INSTRUCTIONS FOR THE TASK
Lines from the listing below that contain the string "opened" are to be reported.

LISTED RECORDS
Issue #175, opened 2013-04-05
Consider refactoring our arg design to use sub commands


glennblock:
Per Adam

We should consider not just using flat args, but actually having sub commands similar to git.

https://github.com/adamabdelhamed/PowerArgs#advanced-example

adamralph:
(From https://github.com/scriptcs/scriptcs/pull/868#issuecomment-68596167)

Current command line args:

### Commands
* run a script: implicit by presence of script name
* start REPL: implicit by absence of script name or `-repl` when other args are present (this is confusing but is addressed by https://github.com/scriptcs/scriptcs/issues/869)
* show help `-help`
* install package `-install`
* save packages.config file `-save`
* clean installed packages `-clean`
* show version `-version`

### Options
* drop into REPL after running script file `-repl`
* emit PDB symbols `-debug`
* assembly in memory or filesystem `-cache`
* log level `-loglevel`
* install package globally `-global`
* allow pre-release packages `-allowprerelease`
* watch script file for changes `-watch`
* module to load `-modules`

One thing to note is that if we want to maintain support for `scriptcs foo` to run a script named `foo.csx` then we would have to exclude certain script names from this behaviour, i.e. `help.csx`, `install.csx`, `save.csx`, `clean.csx` and `version.csx`. I guess for these cases we would have to insist on the extension being supplied. Also note that if we ever introduce new commands, we will have to make a *breaking change* to exclude a script with that command name from the extensionless behaviour.

An alternative approach is to move `install`, `save` and `clean` over to a new `spm.exe` and leave just `-help` and `-version` as commands disguised as options in `scriptcs.exe`. This would match the situation with node and npm.

PR #868, opened 2014-12-11
prefixed FileSystem locations with scriptcs_

### LINKED ISSUE #626: Change scriptcs filesystem names to avoid clashes
Currently scriptcs uses `/packages`, `/bin` and `packages.config`. These are susceptible to name clashes in some scenarios, e.g. a scriptcs based build system such as Bau or Shovel will typically have a .csx in the solution root so the `/packages` folder for the solution will clash with the `/packages` folder for scriptcs. Another scenario is descibed in https://github.com/scriptcs/scriptcs/issues/618. It's also common to use `/bin` for other purposes, e.g. in my day job, all builds write their resulting artifacts into `/bin`. Regarding `packages.config`, it's not unreasonable to imagine scenarios where someone might want to do some scripting within a .NET project folder, so there would be a name clash with the project's `packages.config`.

nodejs uses `/node_modules`, which almost certainly guarantees that nodejs can operate in any scenario, isolated from the file system environment in which scripts are located. Following that pattern, and to avoid clashes with a .NET projects `packages.config`, I propose that scriptcs changes to using `/scriptcs_packages`, `/scriptcs_bin` and `scriptcs_packages.config`.

There are other issues for allowing custom script pack and module paths (#618 and #625). If they are implemented then `/scriptcs_packages` and `/scriptcs_bin` would simply be the defaults, instead of `/packages` and `/bin`.

I concede that the proposed names are a little long and slightly ugly and I almost feel reluctant to suggest them but ultimately if we want to allow people to blend together the two ecosystems (regular .NET and scriptcs) in weird and wonderful ways then I think this change is necessary. Alternatively if we do implement #618 then we could leave it to CLI tool authors to document where script packs should be installed but this would add some friction for users of those tools and it wouldn't solve the `packages.config` clash. At the moment I'm keen to explore if we can offer an experience closer to nodejs for tools like gulp and grunt, where things like this don't need thinking about by users.

This will prove disruptive in the sort term since current users will have to do some renaming (we could provide a `-migrate` CLI switch) but I think it will remove a lot of friction in the long term in supporting build scripting and other scenarios. If people agree then the sooner this change is made before 1.0, the better.

adamralph:
fixes #626

### DIFF
--- a/src/ScriptCs.Contracts/IFileSystem.cs
+++ b/src/ScriptCs.Contracts/IFileSystem.cs
@@ -38,6 +38,8 @@ namespace ScriptCs.Contracts
 
         void Move(string source, string dest);
 
+        void MoveFolder(string source, string dest);
+
         bool FileExists(string path);
 
         void FileDelete(string path);
--- a/src/ScriptCs.Core/FileSystem.cs
+++ b/src/ScriptCs.Core/FileSystem.cs
@@ -159,27 +159,27 @@ namespace ScriptCs
 
         public virtual string BinFolder
         {
-            get { return "bin"; }
+            get { return "scriptcs_bin"; }
         }
 
         public virtual string DllCacheFolder
         {
-            get { return ".cache"; }
+            get { return ".scriptcs_cache"; }
         }
 
         public virtual string PackagesFile
         {
-            get { return "packages.config"; }
+            get { return "scriptcs_packages.config"; }
         }
 
         public virtual string PackagesFolder
         {
-            get { return "packages"; }
+            get { return "scriptcs_packages"; }
         }
 
         public virtual string NugetFile
         {
-            get { return "nuget.config"; }
+            get { return "scriptcs_nuget.config"; }
         }
 
         public virtual string GlobalOptsFile
--- a/src/ScriptCs.Core/FileSystem.cs
+++ b/src/ScriptCs.Core/FileSystem.cs
@@ -83,6 +83,11 @@ namespace ScriptCs
             File.Move(source, dest);
         }
 
+        public virtual void MoveFolder(string source, string dest)
+        {
+            Directory.Move(source, dest);
+        }
+
         public virtual bool FileExists(string path)
         {
             return File.Exists(path);
--- a/src/ScriptCs/Command/CommandFactory.cs
+++ b/src/ScriptCs/Command/CommandFactory.cs
@@ -143,6 +143,11 @@ namespace ScriptCs.Command
                 return new CompositeCommand(installCommand, new SaveCommand(packageAssemblyResolver, _fileSystem, logger));
             }
 
+            if (args.Migrate)
+            {
+                return new MigrateCommand(_fileSystem, logger);
+            }
+
             // NOTE (adamralph): no script name or command so assume REPL
             var scriptServices = _scriptServicesBuilder.Build();
             var replCommand = new ExecuteReplCommand(
--- a/src/ScriptCs/Command/ICommand.cs
+++ b/src/ScriptCs/Command/ICommand.cs
@@ -40,6 +40,10 @@ namespace ScriptCs.Command
     {
     }
 
+    public interface IMigrateCommand : ICommand
+    {
+    }
+
     public interface IDeferredCreationCommand<TCommand> : ICommand where TCommand : ICommand
     {
     }
--- a/src/ScriptCs/Command/MigrateCommand.cs
+++ b/src/ScriptCs/Command/MigrateCommand.cs
@@ -1,0 +1,61 @@
+﻿using System.Collections.Generic;
+using System.Globalization;
+using Common.Logging;
+using ScriptCs.Contracts;
+
+namespace ScriptCs.Command
+{
+    internal class MigrateCommand : IMigrateCommand
+    {
+        private readonly IFileSystem _fileSystem;
+        private readonly ILog _logger;
+
+        public MigrateCommand(IFileSystem fileSystem, ILog logger)
+        {
+            _fileSystem = fileSystem;
+            _logger = logger;
+        }
+
+        public CommandResult Execute()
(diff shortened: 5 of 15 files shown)


adamralph:
@scriptcs/core any other opinions on `migrate` as command or a module?

If a module, then we may need to do something about the UX.

Currently our command line args are mix of commands disguised as options and actual options (we should really consider implementing https://github.com/scriptcs/scriptcs/issues/175) :

### Commands
* run a script: implicit by presence of script name
* start REPL: implicit by absence of script name or `-repl` when other args are present (this is confusing but is addressed by https://github.com/scriptcs/scriptcs/issues/869 which is currently also solved by this PR)
* show help `-help`
* install package `-install`
* save packages.config file `-save`
* clean installed packages `-clean`
* show version `-version`

### Options
* drop into REPL after running script file `-repl`
* emit PDB symbols `-debug`
* assembly in memory or filesystem `-cache`
* log level `-loglevel`
* install package globally `-global`
* allow pre-release packages `-allowprerelease`
* watch script file for changes `-watch`
* module to load `-modules`

With the current design, the option to load the `migrate` module is just that, an option. The command to be performed will have to come from one of the listed commands above. With the change to address #869, typing `scriptcs -m migrate` will work, but will drop the user into the REPL afterwards. Typing `scriptcs foo.csx -m migrate` will also work but will obviously also run the script. There is no way to "just migrate", which I'm quite sure I would want as a user so I could assess the outcome before going ahead and trying to execute scripts or REPL. Of course, someone could type something like ``scriptcs -m migrate -version` but that's just weird.

adamralph:
OK, I decided to make migration a command. There were just too many outstanding issues and questions around 'modules as commands' and making it a real command turned out to be far more straightforward and less disruptive. Yes, we may take away the migrate command somewhere down the line but I don't consider this a problem.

ANSWER
Issue #175, opened 2013-04-05
PR #868, opened 2014-12-11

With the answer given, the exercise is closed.